<<<<

PR #1861, opened 2022-07-15
Make commands thread-safe

JonasVautherin:
We cannot send twice the same command in MAVLink (because there is no way to differentiate the answers), and therefore MAVSDK drops a new command if an older similar command is already running. MAVSDK returns the failing code "Denied" in that case.

However, the MAVSDK command functions are not thread-safe at the moment. So if I call `land_async()` concurrently, there is a chance that two commands will get in the queue at the same time, creating problems.

I believe this is what I observe from MAVSDK-Swift (because mavsdk_server calls the MAVSDK functions concurrently).

This tries to fix it at the MAVSDK-C++ level, by making the "request" functions thread-safe.

Still needs further testing to check that it fixes my MAVSDK-Swift issue :grin:.

### DIFF
--- a/src/mavsdk/plugins/action/action.cpp
+++ b/src/mavsdk/plugins/action/action.cpp
@@ -3,6 +3,7 @@
 // (see https://github.com/mavlink/MAVSDK-Proto/blob/master/protos/action/action.proto)
 
 #include <iomanip>
+#include <mutex>
 
 #include "action_impl.h"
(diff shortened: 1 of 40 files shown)


julianoes:
I don't think this is required as the step which adds the commands on to the queue is thread safe.

JonasVautherin:
Yes, I think your fixes #1862 and #1863 solved my issue. Thanks again!

PR #1862, opened 2022-07-15
core: second in flight command fix

julianoes:
In order to prevent too many commands from clogging the queue, we remove them if they look identical.

This changes it so that we only drop a command if it does not come with a callback. If it has a callback associated with it, it's better to call it anyway, otherwise odd races or just Denied results when you don't expect it tend to be the result.

This is the same as I fixed previously, however, this time also for CommandLong which I forgot last time.

### DIFF
--- a/src/mavsdk/core/mavlink_command_sender.cpp
+++ b/src/mavsdk/core/mavlink_command_sender.cpp
@@ -107,13 +107,11 @@ void MavlinkCommandSender::queue_command_async(
     CommandIdentification identification = identification_from_command(command);
 
     for (const auto& work : _work_queue) {
-        if (work->identification == identification) {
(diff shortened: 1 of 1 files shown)


JonasVautherin (commented):
But then isn't there the problem that when we run something like `REQUEST_MESSAGE` every second, but it takes 3 seconds to time out, then we keep growing the queue?

julianoes:
> then we keep growing the queue?

Yes, but for requests that we do every few seconds, we usually do it without callback. And if we do it with callback then we would realize that it doesn't work or takes a long time, and could fix it.

julianoes:
I'm merging this so that we at least match `CommandLong` and `CommandInt`.

PR #2915, opened 2026-07-06
core: notify param value changes on every used protocol

julianoes:
Alternative fix to https://github.com/mavlink/MAVSDK/pull/2913.

If you don't mind, it would be very helpful if you could test this @bastianhjaeger.


bastianhjaeger:
LGTM. Tested in simulation and hardware. 

When do you estimate a release with this and #2916 included?

julianoes:
Awesome, thanks for testing. v4 is still a few weeks out. There are a few pieces I need to figure out before it goes out. Otherwise, we'd have to backport it to v3, but probably easier to just charge forward and get v4 out.

PR #2917, opened 2026-07-12
core: deprecate old MAVLink interception API and MavlinkPassthrough for v4

bansiesta:
Marks the old MAVLink APIs as deprecated ahead of v4:

- `Mavsdk::intercept_incoming_messages_async()` — use `subscribe_incoming_messages_json()` instead
- `Mavsdk::intercept_outgoing_messages_async()` — use `subscribe_outgoing_messages_json()` instead
- `MavlinkPassthrough` class — use `MavlinkDirect` instead

The JSON-based replacements were added in #2638, which stated the old API would be replaced "by the next major release". MavlinkPassthrough already had a docstring warning; this adds the machine-readable `[[deprecated]]` attribute so compilers emit warnings at call sites.

### DIFF
--- a/cpp/src/mavsdk/plugins/mavlink_passthrough/include/plugins/mavlink_passthrough/mavlink_passthrough.hpp
+++ b/cpp/src/mavsdk/plugins/mavlink_passthrough/include/plugins/mavlink_passthrough/mavlink_passthrough.hpp
@@ -31,7 +31,7 @@ class MavlinkPassthroughImpl;
  *             - Custom message support via XML loading
  *             - Better language wrapper integration
  */
-class DEPRECATED MAVSDK_PUBLIC MavlinkPassthrough : public PluginBase {
+class MAVSDK_PUBLIC MavlinkPassthrough : public PluginBase {
 public:
     /**
      * @brief Constructor. Creates the plugin for a specific System.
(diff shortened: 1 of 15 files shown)


cpp/src/mavsdk/plugins/mavlink_passthrough/include/plugins/mavlink_passthrough/mavlink_passthrough.hpp
```diff
@@ -24,15 +24,14 @@ class MavlinkPassthroughImpl;
...
- *          - Better language wrapper integration
+ * @deprecated MavlinkPassthrough is deprecated as of MAVSDK v4.
+ *             Use MavlinkDirect instead.
+ *             MavlinkDirect provides enhanced functionality including:
+ *             - Runtime message parsing with JSON field representation
+ *             - Custom message support via XML loading
+ *             - Better language wrapper integration
  */
-class MAVSDK_PUBLIC MavlinkPassthrough : public PluginBase {
+class [[deprecated("Use MavlinkDirect instead")]] MAVSDK_PUBLIC MavlinkPassthrough : public PluginBase {
```
julianoes: Can we use the `DEPRECATED` define?

bansiesta: Done, switched to `DEPRECATED`.

julianoes (dismissed):

julianoes (approved):

PR #2918, opened 2026-07-12
core: switch JSON library from jsoncpp to nlohmann/json

julianoes:
## What

Replace the compiled **jsoncpp** dependency with the header-only **nlohmann/json** (v3.11.3, already present transitively via `libevents`).

## Why

- One header-only JSON library instead of a compiled `ExternalProject` to build and link.
- Unifies the two directions: previously jsoncpp was used only for parsing, while serialization was hand-rolled `std::ostringstream` concatenation.
- Fixes a latent bug: the old MavlinkDirect serializer did **not escape strings**. nlohmann's `dump()` escapes correctly and renders `NaN`/`Inf` as `null`.

## How

- **Exception safety** (`-fno-exceptions`): parse via the non-throwing `json::parse(..., allow_exceptions=false)` + `is_discarded()`, with predicate-guarded access so nlohmann never hits its `abort()` path.
- **Serialize** (`libmav_receiver`): reworked onto `nlohmann::ordered_json` + `dump()`, preserving field order (plain `json` would sort keys).
- Migrated `libmav_conversions`, `mission_import`, `mavlink_component_metadata`, `component_metadata_server_impl`, and the system tests.
- Updated build wiring (new `third_party/nlohmann_json`, removed `jsoncpp` + `Findjsoncpp.cmake`), packaging (`.pc`, CMake config, `debian/control` — header-only, so runtime dep dropped), CI, docs, and the example.

## Testing

- `build-debug` and `build-server-debug` both build cleanly.
- Unit tests: 291 passed (includes mission import `.plan` fixtures + component metadata).
- System tests: MavlinkDirect / ComponentMetadata / Intercept / ParamChange / RequestMessage all pass (round-trip serialize↔parse).
- mavsdk_server unit tests: 338 passed.


cpp/third_party/nlohmann_json/CMakeLists.txt
```diff
@@ -22,15 +22,15 @@ if(IOS)
...
 
-ExternalProject_Add(
-    jsoncpp
-    GIT_REPOSITORY https://github.com/open-source-parsers/jsoncpp
-    GIT_TAG 1.9.6
-    PREFIX jsoncpp
+ExternalProject_add(
+    nlohmann_json
+    GIT_REPOSITORY https://github.com/nlohmann/json
+    GIT_TAG v3.12.0
```
JonasVautherin: Nitpick: when possible, I prefer not using GIT here, it's slightly more efficient:

```
URL https://github.com/nlohmann/json/archive/refs/tags/v3.12.0.tar.gz
```

JonasVautherin (dismissed):
Just a small nitpick, feel free to ignore 🙈

cpp/third_party/nlohmann_json/CMakeLists.txt
julianoes: Ah yes, agreed!

PR #2925, opened 2026-07-14
core: fix buffer overflows, deadlocks, and races in core

julianoes:
## Summary

An audit of `src/mavsdk/core/` for buffer overflows, deadlocks, and other memory-safety / concurrency bugs. Each fix is its own commit. Build is clean and all unit tests (291) and system tests (95) pass.

## Memory safety (remotely reachable)

- **FTP `_data_as_string` OOB read** — scanned the fixed 239-byte `data[]` ignoring `payload.size`, and `max_data_length - start` (uint8_t − size_t) underflowed; a `CMD_RENAME` with a NUL-free field read far past the buffer. Now bounded by `payload.size`.
- **`PARAM_EXT_SET` custom value OOB read** — used `strlen()` on the non-terminated `char[128]`; switched to `strnlen()`.
- **Metadata uri `std::stoi` → `terminate()`** — a `COMPONENT_METADATA` uri with `comp=` > INT_MAX aborted under `-fno-exceptions`; parse with `strtol` + range check.
- **`fopen` NULL deref** in `download_file_to_path` — unwritable path caused a NULL `FILE*` deref in libcurl's writer / `fclose`.
- **FTP burst offset huge allocation** — a crafted burst `offset` triggered a ~4 GB zero-fill vector; reject offsets past the file size.
- **`getpwuid()` NULL deref** in `get_cache_directory` when `HOME` is unset and the uid has no passwd entry.
- **`inet_ntop` result unchecked** in `resolve_hostname_to_ip` (could read uninitialized buffer / return empty as success).

## Concurrency (races, deadlocks, use-after-free)

- **`MavlinkRequestMessage` UAF** — the destructor didn't cancel pending `TimeoutHandler` cookies, so a timeout could fire on freed memory after teardown.
- **FTP burst-thread deadlock** — `_reset()` / `_work_burst` joined the burst thread while holding `_mutex`, which the worker needs; made `burst_stop` atomic and the worker `try_lock`.
- **Param subscription callbacks under `_all_params_mutex`** — a callback re-entering a server API would self-deadlock; post the notification off the lock (matching `provide_server_param`).
- **`_configuration` inconsistent locking** — written under one mutex, read under another or none; now guarded by a dedicated leaf mutex.
- **`_system_ids` unlocked insert** on the libmav receive path (raced the locked send-path reader).
- **UDP `send_to` vs socket close** race during teardown — close now takes `_remote_mutex`.
- **Callback watchdog captured a loop-local by reference** (debug-only UAF) — capture by value.
- **FTP target ids** made atomic (written on the message thread, read on the burst thread).
- **Unsynchronized statustext / param-changed handler lists** — guarded with a mutex, snapshot-under-lock so callbacks never run while holding it.

## Correctness

- **`unregister_statustext_handler`** used the single-iterator `erase(remove_if(...))` idiom → UB when the cookie isn't present.
- **`MavlinkRequestMessage::handle_any_message`** used `&&` where it needed `||`, so an unrelated message could complete the wrong request.
- **`PARAM_ERROR` never sent** for missing/wrong-type non-extended `PARAM_SET` (`return` instead of `break`).
- **Non-extended parameter view** kept full-set indices, so `param_by_index` / broadcasts were inconsistent with `count()`; reindex contiguously.
- **Mission server accepted duplicate/out-of-order items** unbounded; guard on `seq == _next_sequence` like the client.
- **`_work_write`** checked `ifstream.fail()` after `ofstream.seekp()`.
- **`cli_arg`** accepted trailing garbage in port/baudrate (`from_chars` didn't require full consumption).

## Not addressed (intentionally)

Two lower-confidence, design-level items were left out to avoid a destabilizing change:
- `on_io_thread()` relying on asio's `running_in_this_thread()` across the DSO boundary (possible self-deadlock in `CallbackList::exec`/`drain`).
- `stop()` on the connection classes self-deadlocking if ever driven from the io thread.

## Testing

- `cmake --build build-debug` — clean
- `unit_tests_runner` — 291 passed
- `system_tests_runner` — 95 passed

### DIFF
--- a/cpp/src/mavsdk/core/cli_arg.cpp
+++ b/cpp/src/mavsdk/core/cli_arg.cpp
@@ -230,7 +230,9 @@ std::optional<int> CliArg::port_from_str(std::string_view str)
     int value;
     auto [ptr, ec] = std::from_chars(str.data(), str.data() + str.size(), value);
 
-    if (static_cast<bool>(ec) || value < 1 || value > 65535) {
+    // from_chars stops at the first non-digit and reports success, so also require
+    // that the whole string was consumed to reject inputs like "8080abc".
+    if (static_cast<bool>(ec) || ptr != str.data() + str.size() || value < 1 || value > 65535) {
         return {};
     }
     return {value};
@@ -284,7 +286,8 @@ bool CliArg::parse_serial(const std::string_view rest, bool flow_control_enabled
     auto [ptr, ec] =
         std::from_chars(baudrate_str.data(), baudrate_str.data() + baudrate_str.size(), value);
 
-    if (static_cast<bool>(ec)) {
+    // Reject trailing garbage (e.g. "57600xyz"); from_chars would otherwise accept it.
+    if (static_cast<bool>(ec) || ptr != baudrate_str.data() + baudrate_str.size()) {
         return {};
     }
 
--- a/cpp/src/mavsdk/core/cli_arg_test.cpp
+++ b/cpp/src/mavsdk/core/cli_arg_test.cpp
@@ -400,3 +400,29 @@ TEST(CliArg, RawConnectionWrong)
     EXPECT_FALSE(ca.parse("raw://localhost"));
     EXPECT_FALSE(ca.parse("raw://127.0.0.1"));
 }
+
+TEST(CliArg, PortTrailingGarbageRejected)
+{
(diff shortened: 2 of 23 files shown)


julianoes (commented):
Reviewed, looks good.

PR #2937, opened 2026-07-16
docs: fix unbalanced parenthesis in cruise speed section

Bartok9:
The **Get/Set Cruise Speed** section in the taking off / landing guide opens a parenthetical `(and other [AUTO Flight Modes](...)` that is never closed, so the sentence reads with a dangling open paren.

This adds the missing closing parenthesis right after the link:

```
... *Takeoff* (and other [AUTO Flight Modes](.../px4_basic_concepts#flight-modes)) using the following methods:
```

Docs-only, no code changes. Target link verified reachable (HTTP 200).


hamishwillee (approved):
Thanks!

PR #2939, opened 2026-07-16
docs: remove duplicated word in system information guide

Bartok9:
Typo fix in the system information guide: 'This was a a change inherited from mavlink' -> 'This was a change inherited from mavlink'. Docs-only.


hamishwillee (approved):
Thanks! 

Just FWIW - if you are doing a general search for problems like this then best to batch docs fixes. If however you just saw this in passing and decided to fix it, then great!

Bartok9:
Thanks for merging, and noted! These were spotted in passing rather than a bulk sweep, but I'll batch related docs fixes into a single PR next time to keep your review queue tidy. Appreciate the guidance.

PR #2941, opened 2026-07-17
docs: modernize PX4 tree name and QGC install link in examples index

Bartok9:
## Summary
In the C++ examples index, clarify that SITL commands run from the **PX4-Autopilot** tree (not the legacy “Firmware” moniker alone) and point the QGroundControl install link at the current user-guide path (aligned with `docs/en/cpp/quickstart.md`).

## Motivation
Readers cloning PX4 today land in `PX4-Autopilot`; the master-prefixed QGC docs URL is unnecessary when a stable `/en/` path already works.

## Verification
- Docs-only
- QGC URL returns HTTP 200

AI-assisted; human-reviewed.

### DIFF
--- a/docs/en/cpp/examples/index.md
+++ b/docs/en/cpp/examples/index.md
@@ -62,7 +62,7 @@ After running a standard installation, a simulation can be started from the PX4-
 You can use *QGroundControl* to connect to PX4 and observe vehicle movement and behaviour while the examples are running.
 *QGroundControl* will automatically connect to the PX4 simulation as soon as it is started.
 
-See [QGroundControl > Download and Install](https://docs.qgroundcontrol.com/en/getting_started/download_and_install.html) for information about setting up *QGroundControl* on your platform.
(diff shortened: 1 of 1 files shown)


docs/en/cpp/examples/index.md
```diff
@@ -62,7 +62,7 @@ After running a standard installation, a simulation can be started from the PX4
 You can use *QGroundControl* to connect to PX4 and observe vehicle movement and behaviour while the examples are running.
 *QGroundControl* will automatically connect to the PX4 simulation as soon as it is started.
 
-See [QGroundControl > Download and Install](https://docs.qgroundcontrol.com/master/en/qgc-user-guide/getting_started/download_and_install.html) for information about setting up *QGroundControl* on your platform.
+See [QGroundControl > Download and Install](https://docs.qgroundcontrol.com/en/getting_started/download_and_install.html) for information about setting up *QGroundControl* on your platform.
```
julianoes: While this reads nicer, the previous link is actually what is resolved eventually.

Bartok9:
Good catch, thanks @julianoes — reverted the QGC link back to the original `master/en/qgc-user-guide/...` URL since that's the one that resolves canonically. Kept only the Firmware → PX4-Autopilot directory-name modernization. 🙏

julianoes (approved):

PR #2945, opened 2026-07-17
examples: fix sniffer header comment grammar

Bartok9:
## Summary
Header comment: “Example how to…” → “Example of how to…” for the sniffer example.

## Verification
Comment-only.

AI-assisted; human-reviewed.


JonasVautherin:
This kind of behaviour is the reason why many repos explicitly refuse AI-assisted "contributions". This is just spam.

PR #2958, opened 2026-07-18
docs(geometry): point geo inspiration link at PX4-Autopilot

Bartok9:
## Summary
- `geometry.hpp` credited `PX4/ecl` `geo/geo.cpp`.
- Retarget to `PX4-Autopilot` `src/lib/geo/geo.cpp` on main.

## Motivation
ecl was absorbed into PX4-Autopilot; the old tree link is a confusing dead-end for implementors.

## Verification
- New blob URL 200
- Comment-only in public geometry header


Bartok9:
Pushed docs markdown sync so  matches `geometry.hpp` (PX4-Autopilot geo.cpp). Not a proto-generated header.

Bartok9:

PR #2959, opened 2026-07-18
docs(core): update px4_custom_mode.h source attribution URL

Bartok9:
## Summary
- `px4_custom_mode.hpp` still cited `github.com/PX4/Firmware/...`.
- Point the “copied from” note at `PX4-Autopilot` main commander header.

## Motivation
PX4 renamed the primary tree years ago; attribution should match today’s sources.

## Verification
- New URL 200
- Comment-only; no enum/value changes


Bartok9:

PR #522, opened 2020-05-04
feat(auto-label): detect labels from issue titles

### LINKED ISSUE #400: Auto Label: label issues based on issue title
Issues in some repos start with the product/package with the issue. For example, Pub/Sub issues start with `pubsub:`.

Build Cop Bot issues start with the package name of the failing test. Many times, that package name includes some form of the product name.

I'd like to automatically apply `api` labels for these issues.

If the issue title contains a fuzzy match of a product name, apply that label.

We could look at the issue title and the issue body. But, it's possible the body would contain something other than what we want (e.g. a Cloud Functions test that uses Pub/Sub is not an `api: pubsub` issue. We may even want to restrict to before the first `:` and ignore the issue if there isn't a `:`.

tbpg:
This only does exact matching; no fuzzy matching (yet).

For example:
* This issue will be labeled `api: spanner`: `spanner/transactions: TestAbort failed`
* However, this issue will not be labeled: `How do I abort a Spanner transaction?`

Fixes #400.


packages/auto-label/src/auto-label.ts
```diff
@@ -148,6 +150,38 @@ handler.checkIfElementIsInArray = function checkIfElementIsInArray(
...
+  github: GitHubAPI,
+  jsonArray: JSONData[],
+  issue: Webhooks.WebhookPayloadIssuesIssue,
+  owner: string,
+  repo: string
+): Promise<string | undefined> => {
+  if (!jsonArray) {
+    return undefined;
+  }
+  let firstPart = issue.title.split(':')[0]; // Before the colon, if there is one.
```
JustinBeckwith, line 168: Not sure we need to be *this* prescriptive about parsing titles.  Would just checking for an includes be terrible?

tbpg: Let's start here. I'd like to take a look at the logs after this and see what title formats don't parse, then we can update this logic.

tbpg:
Thanks!

PR #571, opened 2020-06-03
feat(README): add architecture diagram

orthros:
Adds an architecture diagram to README.md


orthros:
I'm not familiar enough with SVGs to determine why the icons are broken.

PR #574, opened 2020-06-04
feat(auto-label): support more APIs and issue titles

tbpg:
This adds support for some Python issues that have the API as the part before the period (for example, https://github.com/GoogleCloudPlatform/python-docs-samples/issues/3923).

This also adds support for APIs that are prefixed with `cloud` like `cloudiot` and `cloudkms`.

I updated the auto-detect function signature a bit to make it easier to write tests. Let me know if there is a more idiomatic way to write a table-driven style test.


tbpg:
Thanks!

These are for issue titles, which don't seem to follow conventional commits as much. Would probably need regex extraction, so I will leave that for a followup feature.

PR #595, opened 2020-06-16
feat(Build Cop): group tests into a single issue when 10+ fail

### LINKED ISSUE #550: Build Cop: when more than N tests fail in a package, group them into a single issue
If something is wrong with an entire package, all of the tests in that package can fail. This can lead to filing dozens of issues at a time. We should have a stopgap solution to avoid filing dozens of issues at once.

Proposal:
* If more than 10 issues fail in a single build, file an issue with the title, "packagename: many tests failed"
* Include the name of every failed test in the body of the issue.
* The issue is closed when all of the tests pass for that package.
* No new issues should be opened for that package.
* If there are already individual issues for some of the failed tests, we should leave them open and reference them in the overall issue.
  * When that test starts passing, we can close the individual issue.
  * If the test fails after the issue is closed, we should leave it closed and not mark it flaky. We can comment on the issue

tbpg:
If the common setup code for 100 tests fails, in some cases all 100 tests with "fail." Before this change, the bot would file a separate issue for each of those tests, which was very annoying.

This change groups tests into a single issue when 10 or more fail in a single build.

I made the choice to leave existing individual issues open when opening a "grouped" issue. People may be actively discussing a broken test in one of the issues; it would be rude if the bot decided to close the existing issue and end the discussion.

Note: I refactored some of the existing logic into a `findExistingIssue` function. The diff does not make that very clear.

Areas to watch out for in review:
* The choice to leave existing issues open.
* README docs, the grouped issue body, and grouped issue comments. Are they helpful and clear?
* Test coverage -- missing any edge cases that should be tested?
* I'm always open to JS/TS/Node.js style advice.
* And, you know, bugs. :smile: 

Fixes #550

### DIFF
--- a/packages/buildcop/README.md
+++ b/packages/buildcop/README.md
@@ -14,6 +14,12 @@ The Build Cop Bot manages issues for failing tests.
   reopen the issue or open a new one, depending on the issue state/age.
 * If the bot opens duplicate issues (sorry!), it will close the duplicates
   during the next run.
+* If 10 or more tests fail in the same package, they will all be grouped into a
+  single issue. If there are already open issues for tests in the package, they
+  will be left open until the corresponding test passes.
+
+  Note: the "package" is the part of the issue title before the `:`. If the
+  package is wrong, please file an issue.
 
 Issues or feature requests? Please
 [file them on this repo](https://github.com/googleapis/repo-automation-bots/issues/new).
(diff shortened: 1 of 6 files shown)


bcoe:
I'm going to deploy this in 10 minutes or so, once a new version of release-please is out the door (I want to kick off a redeploy).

>>>>

[WORK TO BE COMPLETED]: What lines above contain the word "information"? Please copy each one.

[TASK OUTPUT]:
docs: remove duplicated word in system information guide
Typo fix in the system information guide: 'This was a a change inherited from mavlink' -> 'This was a change inherited from mavlink'. Docs-only.
-See [QGroundControl > Download and Install](https://docs.qgroundcontrol.com/en/getting_started/download_and_install.html) for information about setting up *QGroundControl* on your platform.
-See [QGroundControl > Download and Install](https://docs.qgroundcontrol.com/master/en/qgc-user-guide/getting_started/download_and_install.html) for information about setting up *QGroundControl* on your platform.
+See [QGroundControl > Download and Install](https://docs.qgroundcontrol.com/en/getting_started/download_and_install.html) for information about setting up *QGroundControl* on your platform.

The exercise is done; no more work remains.